Problem to work on:
Nothing but the data below, returned exactly, should appear in the answer.

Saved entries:
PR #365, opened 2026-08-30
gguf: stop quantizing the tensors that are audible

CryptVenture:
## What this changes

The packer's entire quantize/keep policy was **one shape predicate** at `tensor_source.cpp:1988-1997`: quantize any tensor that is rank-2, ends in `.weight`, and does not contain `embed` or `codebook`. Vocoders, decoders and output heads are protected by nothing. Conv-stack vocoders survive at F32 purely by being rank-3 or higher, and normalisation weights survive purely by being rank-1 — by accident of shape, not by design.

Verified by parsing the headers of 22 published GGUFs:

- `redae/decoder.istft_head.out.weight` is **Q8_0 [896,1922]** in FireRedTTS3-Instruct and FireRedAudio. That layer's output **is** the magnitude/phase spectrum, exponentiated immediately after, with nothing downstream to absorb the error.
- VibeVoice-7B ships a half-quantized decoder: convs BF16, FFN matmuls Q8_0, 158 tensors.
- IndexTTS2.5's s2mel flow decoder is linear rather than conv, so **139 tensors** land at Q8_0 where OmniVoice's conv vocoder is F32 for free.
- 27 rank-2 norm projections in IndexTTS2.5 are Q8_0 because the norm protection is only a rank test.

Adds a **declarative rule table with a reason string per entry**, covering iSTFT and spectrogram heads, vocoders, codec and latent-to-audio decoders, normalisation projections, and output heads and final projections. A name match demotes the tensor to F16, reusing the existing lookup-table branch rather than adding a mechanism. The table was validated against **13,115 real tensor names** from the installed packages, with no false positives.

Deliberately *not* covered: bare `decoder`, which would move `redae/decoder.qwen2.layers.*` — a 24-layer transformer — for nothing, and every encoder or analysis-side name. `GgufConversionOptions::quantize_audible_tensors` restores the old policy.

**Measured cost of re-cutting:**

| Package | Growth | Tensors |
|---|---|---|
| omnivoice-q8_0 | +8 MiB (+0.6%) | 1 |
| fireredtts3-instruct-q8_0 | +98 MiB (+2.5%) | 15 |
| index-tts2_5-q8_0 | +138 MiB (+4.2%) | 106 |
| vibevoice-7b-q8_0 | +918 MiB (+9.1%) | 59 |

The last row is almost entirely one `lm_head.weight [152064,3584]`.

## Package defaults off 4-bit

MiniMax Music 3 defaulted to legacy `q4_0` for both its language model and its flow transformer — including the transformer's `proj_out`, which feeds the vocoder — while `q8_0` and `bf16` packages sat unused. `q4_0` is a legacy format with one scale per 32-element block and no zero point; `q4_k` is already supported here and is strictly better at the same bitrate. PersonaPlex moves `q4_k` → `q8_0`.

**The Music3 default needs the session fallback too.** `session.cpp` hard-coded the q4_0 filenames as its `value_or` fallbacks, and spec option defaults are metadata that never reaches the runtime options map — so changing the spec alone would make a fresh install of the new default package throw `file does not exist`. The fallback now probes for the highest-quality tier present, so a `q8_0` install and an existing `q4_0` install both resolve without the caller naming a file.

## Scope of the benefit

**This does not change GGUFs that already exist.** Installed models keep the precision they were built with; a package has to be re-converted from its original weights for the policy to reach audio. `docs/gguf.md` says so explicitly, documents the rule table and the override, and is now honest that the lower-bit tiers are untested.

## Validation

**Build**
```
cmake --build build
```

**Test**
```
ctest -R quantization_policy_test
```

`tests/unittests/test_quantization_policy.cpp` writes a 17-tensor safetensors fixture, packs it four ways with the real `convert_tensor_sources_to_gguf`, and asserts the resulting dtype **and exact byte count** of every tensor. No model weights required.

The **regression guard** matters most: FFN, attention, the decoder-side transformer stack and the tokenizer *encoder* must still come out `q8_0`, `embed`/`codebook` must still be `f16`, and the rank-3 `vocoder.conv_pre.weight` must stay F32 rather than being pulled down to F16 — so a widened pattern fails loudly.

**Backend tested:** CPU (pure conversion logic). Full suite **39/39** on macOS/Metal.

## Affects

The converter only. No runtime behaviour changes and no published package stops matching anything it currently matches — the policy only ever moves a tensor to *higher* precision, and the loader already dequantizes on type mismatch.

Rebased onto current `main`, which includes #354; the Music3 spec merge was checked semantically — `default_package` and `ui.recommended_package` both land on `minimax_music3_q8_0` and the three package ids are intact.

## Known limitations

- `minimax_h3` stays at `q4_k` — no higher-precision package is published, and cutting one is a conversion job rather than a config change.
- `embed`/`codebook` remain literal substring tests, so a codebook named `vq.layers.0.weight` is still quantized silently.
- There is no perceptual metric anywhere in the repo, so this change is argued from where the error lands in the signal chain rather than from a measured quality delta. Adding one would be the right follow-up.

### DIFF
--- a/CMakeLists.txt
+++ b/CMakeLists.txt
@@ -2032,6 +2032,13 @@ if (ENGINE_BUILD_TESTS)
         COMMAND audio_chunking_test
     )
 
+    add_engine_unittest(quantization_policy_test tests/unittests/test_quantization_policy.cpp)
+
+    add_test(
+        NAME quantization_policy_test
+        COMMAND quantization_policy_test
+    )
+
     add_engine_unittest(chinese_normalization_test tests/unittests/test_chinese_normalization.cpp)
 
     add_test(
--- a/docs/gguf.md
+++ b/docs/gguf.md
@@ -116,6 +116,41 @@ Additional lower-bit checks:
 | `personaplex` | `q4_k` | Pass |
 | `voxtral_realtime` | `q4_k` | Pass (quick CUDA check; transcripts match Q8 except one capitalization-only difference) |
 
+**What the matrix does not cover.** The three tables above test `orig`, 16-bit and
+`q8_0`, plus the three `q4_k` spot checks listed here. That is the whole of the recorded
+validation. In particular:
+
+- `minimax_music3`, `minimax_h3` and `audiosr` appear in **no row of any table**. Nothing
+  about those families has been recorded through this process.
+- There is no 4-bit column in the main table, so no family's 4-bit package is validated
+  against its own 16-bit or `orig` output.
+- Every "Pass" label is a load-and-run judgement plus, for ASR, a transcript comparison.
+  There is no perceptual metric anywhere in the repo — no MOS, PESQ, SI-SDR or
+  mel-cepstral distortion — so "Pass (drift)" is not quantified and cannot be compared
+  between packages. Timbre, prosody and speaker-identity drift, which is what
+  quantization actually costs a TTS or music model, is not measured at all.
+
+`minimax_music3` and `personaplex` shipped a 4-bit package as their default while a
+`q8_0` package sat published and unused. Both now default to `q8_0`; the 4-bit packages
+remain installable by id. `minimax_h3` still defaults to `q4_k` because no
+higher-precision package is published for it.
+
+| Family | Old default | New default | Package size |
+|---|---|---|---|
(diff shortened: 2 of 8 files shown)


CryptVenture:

Your solution:
PR #365, opened 2026-08-30
gguf: stop quantizing the tensors that are audible

CryptVenture:
## What this changes

The packer's entire quantize/keep policy was **one shape predicate** at `tensor_source.cpp:1988-1997`: quantize any tensor that is rank-2, ends in `.weight`, and does not contain `embed` or `codebook`. Vocoders, decoders and output heads are protected by nothing. Conv-stack vocoders survive at F32 purely by being rank-3 or higher, and normalisation weights survive purely by being rank-1 — by accident of shape, not by design.

Verified by parsing the headers of 22 published GGUFs:

- `redae/decoder.istft_head.out.weight` is **Q8_0 [896,1922]** in FireRedTTS3-Instruct and FireRedAudio. That layer's output **is** the magnitude/phase spectrum, exponentiated immediately after, with nothing downstream to absorb the error.
- VibeVoice-7B ships a half-quantized decoder: convs BF16, FFN matmuls Q8_0, 158 tensors.
- IndexTTS2.5's s2mel flow decoder is linear rather than conv, so **139 tensors** land at Q8_0 where OmniVoice's conv vocoder is F32 for free.
- 27 rank-2 norm projections in IndexTTS2.5 are Q8_0 because the norm protection is only a rank test.

Adds a **declarative rule table with a reason string per entry**, covering iSTFT and spectrogram heads, vocoders, codec and latent-to-audio decoders, normalisation projections, and output heads and final projections. A name match demotes the tensor to F16, reusing the existing lookup-table branch rather than adding a mechanism. The table was validated against **13,115 real tensor names** from the installed packages, with no false positives.

Deliberately *not* covered: bare `decoder`, which would move `redae/decoder.qwen2.layers.*` — a 24-layer transformer — for nothing, and every encoder or analysis-side name. `GgufConversionOptions::quantize_audible_tensors` restores the old policy.

**Measured cost of re-cutting:**

| Package | Growth | Tensors |
|---|---|---|
| omnivoice-q8_0 | +8 MiB (+0.6%) | 1 |
| fireredtts3-instruct-q8_0 | +98 MiB (+2.5%) | 15 |
| index-tts2_5-q8_0 | +138 MiB (+4.2%) | 106 |
| vibevoice-7b-q8_0 | +918 MiB (+9.1%) | 59 |

The last row is almost entirely one `lm_head.weight [152064,3584]`.

## Package defaults off 4-bit

MiniMax Music 3 defaulted to legacy `q4_0` for both its language model and its flow transformer — including the transformer's `proj_out`, which feeds the vocoder — while `q8_0` and `bf16` packages sat unused. `q4_0` is a legacy format with one scale per 32-element block and no zero point; `q4_k` is already supported here and is strictly better at the same bitrate. PersonaPlex moves `q4_k` → `q8_0`.

**The Music3 default needs the session fallback too.** `session.cpp` hard-coded the q4_0 filenames as its `value_or` fallbacks, and spec option defaults are metadata that never reaches the runtime options map — so changing the spec alone would make a fresh install of the new default package throw `file does not exist`. The fallback now probes for the highest-quality tier present, so a `q8_0` install and an existing `q4_0` install both resolve without the caller naming a file.

## Scope of the benefit

**This does not change GGUFs that already exist.** Installed models keep the precision they were built with; a package has to be re-converted from its original weights for the policy to reach audio. `docs/gguf.md` says so explicitly, documents the rule table and the override, and is now honest that the lower-bit tiers are untested.

## Validation

**Build**
```
cmake --build build
```

**Test**
```
ctest -R quantization_policy_test
```

`tests/unittests/test_quantization_policy.cpp` writes a 17-tensor safetensors fixture, packs it four ways with the real `convert_tensor_sources_to_gguf`, and asserts the resulting dtype **and exact byte count** of every tensor. No model weights required.

The **regression guard** matters most: FFN, attention, the decoder-side transformer stack and the tokenizer *encoder* must still come out `q8_0`, `embed`/`codebook` must still be `f16`, and the rank-3 `vocoder.conv_pre.weight` must stay F32 rather than being pulled down to F16 — so a widened pattern fails loudly.

**Backend tested:** CPU (pure conversion logic). Full suite **39/39** on macOS/Metal.

## Affects

The converter only. No runtime behaviour changes and no published package stops matching anything it currently matches — the policy only ever moves a tensor to *higher* precision, and the loader already dequantizes on type mismatch.

Rebased onto current `main`, which includes #354; the Music3 spec merge was checked semantically — `default_package` and `ui.recommended_package` both land on `minimax_music3_q8_0` and the three package ids are intact.

## Known limitations

- `minimax_h3` stays at `q4_k` — no higher-precision package is published, and cutting one is a conversion job rather than a config change.
- `embed`/`codebook` remain literal substring tests, so a codebook named `vq.layers.0.weight` is still quantized silently.
- There is no perceptual metric anywhere in the repo, so this change is argued from where the error lands in the signal chain rather than from a measured quality delta. Adding one would be the right follow-up.

### DIFF
--- a/CMakeLists.txt
+++ b/CMakeLists.txt
@@ -2032,6 +2032,13 @@ if (ENGINE_BUILD_TESTS)
         COMMAND audio_chunking_test
     )
 
+    add_engine_unittest(quantization_policy_test tests/unittests/test_quantization_policy.cpp)
+
+    add_test(
+        NAME quantization_policy_test
+        COMMAND quantization_policy_test
+    )
+
     add_engine_unittest(chinese_normalization_test tests/unittests/test_chinese_normalization.cpp)
 
     add_test(
--- a/docs/gguf.md
+++ b/docs/gguf.md
@@ -116,6 +116,41 @@ Additional lower-bit checks:
 | `personaplex` | `q4_k` | Pass |
 | `voxtral_realtime` | `q4_k` | Pass (quick CUDA check; transcripts match Q8 except one capitalization-only difference) |
 
+**What the matrix does not cover.** The three tables above test `orig`, 16-bit and
+`q8_0`, plus the three `q4_k` spot checks listed here. That is the whole of the recorded
+validation. In particular:
+
+- `minimax_music3`, `minimax_h3` and `audiosr` appear in **no row of any table**. Nothing
+  about those families has been recorded through this process.
+- There is no 4-bit column in the main table, so no family's 4-bit package is validated
+  against its own 16-bit or `orig` output.
+- Every "Pass" label is a load-and-run judgement plus, for ASR, a transcript comparison.
+  There is no perceptual metric anywhere in the repo — no MOS, PESQ, SI-SDR or
+  mel-cepstral distortion — so "Pass (drift)" is not quantified and cannot be compared
+  between packages. Timbre, prosody and speaker-identity drift, which is what
+  quantization actually costs a TTS or music model, is not measured at all.
+
+`minimax_music3` and `personaplex` shipped a 4-bit package as their default while a
+`q8_0` package sat published and unused. Both now default to `q8_0`; the 4-bit packages
+remain installable by id. `minimax_h3` still defaults to `q4_k` because no
+higher-precision package is published for it.
+
+| Family | Old default | New default | Package size |
+|---|---|---|---|
(diff shortened: 2 of 8 files shown)


CryptVenture:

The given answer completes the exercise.